For me having the story all figured out in my head is a great disincentive to actually writing it down. Stories never seem as good in the writing as in the imagining. I have to forget what I know about the story so the adventure of discovering it on the page compels me to the writing. The story that I imagine I know isn't a real story at all, it's a bunch of frustrating gaps and misconceptions, the rectification of which is onerous and easily abandoned. Even if I have an outline, I mostly just follow my immediate inspiration through the first draft, or the day's new writing period, plenty of time after, to put on the responsible editor hat. The sense that a story makes is hardly ever what I imagined it to be, and I discover my excitement in finding out what it really is. Nothing kills my writing faster than thinking I already know it all.


----------



## Red Sonja (Nov 17, 2015)

tylerdurden said:


> *Hello everyone..!
> 
> I started writing for like 2 years ago, but nothing worth mentioning of course.. Just me writing fictional novels for the fun of it, and showing it to my friends to get their opinions and all.. I like to think that what I'm writing right now and the things I learn would help me a lot into becoming good enough to publish my work.
> 
> ...



That is why I'm here, as a matter of fact: I'm not a social type at all, but any place (on or off the internet) I can participate in a writing or versifying challenge is a place I'm going to visit repeatedly, LOL. An internet venue for writing challenges is an awesome thing because one can participate without having to check first to see if there might be a bit of spinach stuck to one's teeth.


----------



## InstituteMan (Nov 17, 2015)

For me, the key is letting myself writing stuff that's bad.

Here's a dirty little secret: before digging into the forum this evening, I wrote a something that was kicking around in my head today. I didn't do a bad job with it per se, but when I went back to read it, I realized that it wasn't really what I intended, either. That's okay, improvement is just missing the mark by a little less every day. I saved off my work, and maybe tomorrow I'll be able to make it better. Whether this particular piece ever improves, though, _today I am a writer. I am a writer because writers write, and I wrote._

It's very easy to want to be a writer, but to actually be a writer you have to string some words together. I daresay the more words you string together the better your writing will be, but that's another issue. Just write something, let it be bad, and move on.


----------



## shadowwalker (Nov 17, 2015)

JMO, but as far as I'm concerned the most important lesson a new writer can learn is self-discipline. The Great American Novel will never be written if the author merely thinks about it.


----------



## BobtailCon (Nov 18, 2015)

There is no such thing as "Writer's Block." You even said it yourself, it's laziness. Writers love to make up fancy words for things we already have. It sounds better to say, "I have writer's block," than to say, "I'm being lazy." Like I say many times, writing needs discipline.

 I make a rule to sit down and write something every day, whether it be a sentence, a paragraph, or 3500 word story. This helps train your mind to get used to writing, even when you don't feel anything. 
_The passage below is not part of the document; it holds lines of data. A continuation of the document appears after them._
PR #14253, opened 2022-12-05
feat: api v3 access_role change [FS-1192]

PatrykBuniX:
<table>
<td>
  <a href="https://wearezeta.atlassian.net/browse/FS-1192" title="FS-1192" target="_blank">TaskFS-1192</a>  [Web] Parsing of conversation.access_update for API V3
  </td></table>
  <br />
 

Apply api v3 changes of `access_role` field(s).

Before API v3 behaviour:
fields:
- `access_role` (string value) - deprecated field 
- `access_role_v2` (optional array of string values)

Check for `access_role_v2` field, if exists -> parse its values, if it's not defined, parse `access_role` value.

since v3 behaviour:
fields:
- `access_role` (array of string values) - contains the values stored previously in `access_role_v2`
- `access_role_v2` (optional value) - contains the same value as `access_role`

Check for `access_role_v2` field, if exists -> parse its values. If it's not defined, check if `access_role` is array type, if it is it mean we're dealing with new version of api and we can parse it the same way as `access_role_v2`. If it's a string type, parse it "the old way" (legacy).

Needs https://github.com/wireapp/wire-web-packages/pull/4682

### DIFF
--- a/src/script/conversation/ConversationMapper.test.ts
+++ b/src/script/conversation/ConversationMapper.test.ts
@@ -18,10 +18,10 @@
  */
 
 import {
-  ACCESS_ROLE_V2,
+  CONVERSATION_ACCESS_ROLE,
   Conversation as ConversationBackendData,
   CONVERSATION_ACCESS,
-  CONVERSATION_ACCESS_ROLE,
+  CONVERSATION_LEGACY_ACCESS_ROLE,
   CONVERSATION_TYPE,
   Member as MemberBackendData,
   OtherMember as OtherMemberBackendData,
@@ -345,7 +345,7 @@ describe('ConversationMapper', () => {
 
       const remoteData: Partial<ConversationDatabaseData> = {
         access: [CONVERSATION_ACCESS.INVITE, CONVERSATION_ACCESS.CODE],
-        access_role: CONVERSATION_ACCESS_ROLE.NON_ACTIVATED,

Don't make the mistake of other artists and "wait for inspiration."


----------



## Minu (Nov 18, 2015)

BobtailCon said:


> There is no such thing as "Writer's Block." You even said it yourself, it's laziness. Writers love to make up fancy words for things we already have. It sounds better to say, "I have writer's block," than to say, "I'm being lazy." Like I say many times, writing needs discipline.
> 
> I make a rule to sit down and write something every day, whether it be a sentence, a paragraph, or 3500 word story. This helps train your mind to get used to writing, even when you don't feel anything.
> 
> Don't make the mistake of other artists and "wait for inspiration."



No such thing as writer's block. ... Oh there is. Fear of rejection for new authors is a major factor. If people didn't suffer that fear of rejection, forums like this _*wouldn't*_ exist. If writer's block didn't exist, as you say, then I'd expect every known author to publish 12 books yearly. One for every flavorful month.  Yet, amazingly, even the most famous of authors go years between books. If it's not "writer's block", what is it? 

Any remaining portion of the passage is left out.